Крессида снова завопила, на этот раз во весь голос, ринулась в коридор и побежала по галерее, пока не очутилась в не слишком-то пылких объятиях Аллена.

Плотно завернувшись в стёганое одеяло, не реагируя на утешения окончательно растерявшегося Хилари, она нервно трясла головой, стучала зубами и хлопала большими мокрыми глазами, похожими на анютины глазки.

— Прекрасно, — сказал Аллен. — Два вопроса. Как, по-вашему, могли попасть в вашу комнату кошки? Вы оставили дверь открытой, когда заходили к Трой?

Крессида не имела ни малейшего понятия.

— Дорогая, ты, должно быть, не закрыла дверь, правда? — спросил Хилари.

— Их подпустил твой кухонный заправила. Назло. Я знаю!

— Но, Крессида! В самом деле!

— Да, он! Он держит на меня зло. Все они! Они ревнуют. Они боятся, что я захочу что-нибудь изменить. Они пытаются напугать меня до смерти, чтобы выжить отсюда!
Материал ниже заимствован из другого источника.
PR #725, opened 2024-03-07
Adding Simulation API

atatkin:
This pr adds a new `POST` route `api/simulate/:owner/:repo/:number`. This route requires a GitHub bearer token with access to read the the underlying pull request.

Прежде чем Хилари успел запротестовать, Аллен спросил:

— Где теперь вторая кошка? Подлиза?

— Она гуляла по коридору, — сообщила Трой. Крессида немедленно забилась внутри своего стёганого кокона.

— Все в порядке, — быстро добавила Трой. — Она зашла в мою комнату, и я закрыла дверь.

— Честное слово?

— Да.

— Господи! Да уложи ты её, Хилари! — возопила миссис Форестер.

— Ну, тётушка, в самом деле! Сейчас. Хорошо. Я все сделаю.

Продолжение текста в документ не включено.